Why can the Orthogonal group be split up in this way? In my groups course at university, we’ve spent a while on the orthogonal group, leading up the the conclusion that
$$
  \mathrm{O}_n
  =
  \mathrm{SO}_n
  \mathbin{\dot{\cup}}
  \begin{pmatrix}
    -1 &   &        &   \\
       & 1 &        &   \\
       &   & \ddots &   \\
       &   &        & 1
  \end{pmatrix}
  \mathrm{SO}_n \,.
$$
The proof given was just “because cosets partition”.
I just want to know: Is this true because of a specific choice of matrix or will any matrix in $\mathrm{O}_n \setminus \mathrm{SO}_n$ do? How do we know there arent any other cosets? (I.e., that this expression covers everything in $\mathrm{O}_n$).
 A: The subgroup $\mathrm{SO}(n)$ of $\mathrm{O}(n)$ has index $2$.
Indeed, $\mathrm{SO}(n)$ is the kernel of the surjective group homomorphism
$$
  \det \colon \mathrm{O}(n) \longrightarrow \{ 1, -1 \} \,,
$$
so
$$
  [\mathrm{O}(n) : \mathrm{SO}(n)]
  = | \mathrm{O}(n) / \mathrm{SO}(n) |
  = | \{1, -1\} |
  = 2 \,.
$$
Let more generally $G$ be a group and $H$ a subgroup of $G$ of index $2$.
The group $G$ is the disjoint union of the left cosets with respect to $H$, and there are precisely $2$ such cosests.
(Because the number of cosets is given by $[G : H] = 2$.)
One of these cosets is $H$ itself, whence
$$
  G = H \mathbin{\dot{\cup}} gH
$$
for every element $g$ of $G$ with $gH ≠ H$.
We have $gH = H$ if and only if $g ∈ H$, so any element $g$ of $G$ with $g ∉ H$ does the trick.
To explicitly answer your questions:

Is this true because of a specific choice of matrix or will any matrix in $\mathrm{O}_n \setminus \mathrm{SO}_n$ do?

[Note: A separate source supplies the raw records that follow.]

PR #13249, opened 2024-02-05
13160: create report route event

### LINKED ISSUE #13160: Metrics Dashboard MvP Backend: Part 1
### User Story

As ReportStream,
I need to provide various product-level and application performance metrics,
so that stakeholders can better understand the system and its operation.

### Description/Use Case

This design should identify how the backend should handle collecting, storing, and surfacing the data required to answer the following questions outlined in the FY24 OKR Metrics Dashboard Requirements:

- Number of STLTs receiving two or more conditions from ReportStream

Also keep in mind the Observability requirements as a whole and make sure our MvP approach does not lock us out of supporting the additional questions outline therein:  [observability requirements document](https://cdc.sharepoint.com/:x:/r/teams/ReportStream/_layouts/15/Doc.aspx?sourcedoc=%7B50A50DD5-3353-43D3-89E6-9E3D6E7DD0D8%7D&file=Observability%20Product%20Requirements.xlsx&nav=MTVfezYzNTdENzdBLTQ0RjMtMTE0Mi05RjlCLTFEMTFEQ0JDMEQwN30&action=default&mobileredirect=true).

- These metrics should be able to be retrieved from somewhere in RS Azure App Insights
- We should leverage Azure logs/metrics to power these queries.

### Acceptance Criteria

- [ ] Azure App Insights Graph updated to answer the questions outlined above

jalbinson:
This PR adds a new Azure custom event for routed reports. It includes necessary fields to answer questions on what conditions are going where.

Test Steps:
1. Send data to staging that you know will have conditions routed to a receiver
2. Query the `customEvents` table in Azure to find the emitted event

## Changes
- Added new event
- Added a way to test events
- Updated dependencies on `FHIREngine` to accept the `AzureEventService` so we can emit events at various stages

### Testing
- [x] Tested locally?
- [x] Added tests?

## Linked Issues
- Fixes #13160


prime-router/src/main/kotlin/azure/observability/event/ReportRouteEvent.kt
```diff
@@ -0,0 +1,17 @@
+package gov.cdc.prime.router.azure.observability.event
+
+import gov.cdc.prime.router.ReportId
+import gov.cdc.prime.router.Topic
+
+/**
+ * Event definition for when a report gets routed to a receiver
+ */
+data class ReportRouteEvent(
```
jalbinson, line 9: The actual important part of this PR!

Do we need any additional fields here for better future-proofing?

arnejduranovic (changes requested):

prime-router/src/main/kotlin/fhirengine/engine/FHIREngine.kt
```diff
@@ -95,13 +107,15 @@ abstract class FHIREngine(
...
+                    blobAccess ?: BlobAccess(),
+                    azureEventService ?: AzureEventServiceImpl()
                 )
                 TaskAction.route -> FHIRRouter(
                     metadata ?: Metadata.getInstance(),
                     settingsProvider!!,
                     databaseAccess ?: databaseAccessSingleton,
-                    blobAccess ?: BlobAccess()
+                    blobAccess ?: BlobAccess(),
+                    azureEventService ?: AzureEventServiceImpl()
```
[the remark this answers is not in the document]
jalbinson: Sounds good.

jalbinson:
@arnejduranovic @brick-green @mkalish 

Adding in a bunch of additional fields for future use is fine with me. The only potential issue I see us running into is the size limits of what AppInsights can injest.

https://github.com/MicrosoftDocs/azure-docs/blob/main/includes/application-insights-limits.md
Max size of telemetry item: 64 KB
key length: 150
value length: 8192

If we put as many fields at the top level as possible it shouldn't be a problem but just dropping in an object that serializes to json could potentially blow up if the object is really large. We would have to run some tests with common reports to see what kind of sizes we would be working with.

prime-router/src/main/kotlin/azure/observability/event/ReportRouteEvent.kt
jalbinson: @arnejduranovic @brick-green @mkalish 

Adding in a bunch of additional fields for future use is fine with me. The only potential issue I see us running into is the size limits of what AppInsights can injest.

https://github.com/MicrosoftDocs/azure-docs/blob/main/includes/application-insights-limits.md
Max size of telemetry item: 64 KB
key length: 150
value length: 8192

If we put as many fields at the top level as possible it shouldn't be a problem but just dropping in an object that serializes to json could potentially blow up if the object is really large. We would have to run some tests with common reports to see what kind of sizes we would be working with.

arnejduranovic: If we serialize an object to JSON, would be still be able to query based on the keys in it? I guess I assumed we could but I'm not sure

arnejduranovic: Also, this ticket doesn't need to add all the fields, but it should set up the architecture so we have the ability to add more very easily in the future without having to refactor.

jalbinson: > If we serialize an object to JSON, would be still be able to query based on the keys in it? I guess I assumed we could but I'm not sure. Seems like something we should verify as well.

We can query it but there needs to be an additional step in the query to parse that json. It could slow down the overall query so my recommendation is to keep fields we expect to query a lot at the top level.

arnejduranovic: I would like to see what format this message is (hl7 vs FHIR) and then also the value of field MSH.21. When we add this, would we just add more params here? That doesn't seem maintainable to me. Sounds like we may want to use a builder pattern here so we don't have to change the constructor all the time? https://www.baeldung.com/kotlin/builder-pattern

prime-router/src/main/kotlin/fhirengine/engine/FHIRRouter.kt
```diff
@@ -261,6 +271,9 @@ class FHIRRouter(
             // ensure tracking is set
             actionHistory.trackCreatedReport(nextEvent, report)
 
+            // send event to Azure AppInsights
+            emitAzureEvent(report, message, null, bundle)
```
arnejduranovic, line 275: Interesting, so this means if receiver is null the report didn't go anywhere. I think that's probably a fine way to communicate that.

prime-router/src/main/kotlin/fhirengine/engine/FHIRRouter.kt
```diff
@@ -694,4 +707,24 @@ class FHIRRouter(
...
+        report: Report,
+        message: ReportPipelineMessage,
+        receiver: Receiver?,
+        bundle: Bundle,
+    ) {
+        val sender = reportService.getSenderName(message.reportId)
+        val conditions = bundle.getAllMappedConditions()
+
+        azureEventService.trackEvent(
+            ReportRouteEvent(
```
arnejduranovic, line 721: If we used builder pattern, we could just call this `UniversalPipelineEvent` instead, have a field for "type" (route, convert, etc), and then just set the params that make sense for that particular case. We wouldn't have to update all the usages everywhere. What do you think about that? Any other advantages or disadvantages? Perhaps this is something we just wait to refactor if we find we need to.

jalbinson: I think events should be different enough that making a single class with a builder might end up too large and confusing.

I also think the compiler errors when we update an event definition are beneficial! We don't want to add a new field and possibly miss a spot and then end up emitting bad events for months unknowingly.

prime-router/src/main/kotlin/fhirengine/engine/FHIRRouter.kt
jalbinson: That was my thought. We could also omit sending this event entirely if we are only interested in truly "routed" reports. It would be easy enough to add a line in the query though to filter these ones out.

arnejduranovic (approved):
SmokeTests: Passed
IntegrationTests: Passed

I checked out the branch locally, connected to app insights test, and verified the correct events and correct number of events made it up and that all data was correct. I also updated my passthrough cleanup code to use the new getRootReport function and all functionality on my branch continued to work, including my own getRootReport unit test I wrote. 

Great work!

Yes, any matrix of $\mathrm{O}(n)$ that is not contained in $\mathrm{SO}(n)$ will do the trick.

How do we know there arent any other cosets? (I.e., that this expression covers everything in $\mathrm{O}_n$).

There are only two cosets because $\mathrm{SO}(n)$ has index $2$ in $\mathrm{O}(n)$.
This in turn is true because $\mathrm{SO}(n)$ is the kernel of a surjective homomorphism from $\mathrm{O}(n)$ into a group of order $2$.